- Problem requirements:
Set the data down once more, in full and exactly.

Stored items

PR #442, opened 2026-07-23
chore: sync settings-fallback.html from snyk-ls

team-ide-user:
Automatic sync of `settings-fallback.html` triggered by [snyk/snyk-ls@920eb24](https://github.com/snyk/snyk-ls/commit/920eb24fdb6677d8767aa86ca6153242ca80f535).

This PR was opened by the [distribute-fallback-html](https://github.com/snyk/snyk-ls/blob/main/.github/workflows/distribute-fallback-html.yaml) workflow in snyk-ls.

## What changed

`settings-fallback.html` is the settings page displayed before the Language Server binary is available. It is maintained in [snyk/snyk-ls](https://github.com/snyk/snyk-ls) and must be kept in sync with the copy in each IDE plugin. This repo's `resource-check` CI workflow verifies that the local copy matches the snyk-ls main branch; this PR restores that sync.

- Answer to this problem:
PR #442, opened 2026-07-23
chore: sync settings-fallback.html from snyk-ls

team-ide-user:
Automatic sync of `settings-fallback.html` triggered by [snyk/snyk-ls@920eb24](https://github.com/snyk/snyk-ls/commit/920eb24fdb6677d8767aa86ca6153242ca80f535).

This PR was opened by the [distribute-fallback-html](https://github.com/snyk/snyk-ls/blob/main/.github/workflows/distribute-fallback-html.yaml) workflow in snyk-ls.

## What changed

`settings-fallback.html` is the settings page displayed before the Language Server binary is available. It is maintained in [snyk/snyk-ls](https://github.com/snyk/snyk-ls) and must be kept in sync with the copy in each IDE plugin. This repo's `resource-check` CI workflow verifies that the local copy matches the snyk-ls main branch; this PR restores that sync.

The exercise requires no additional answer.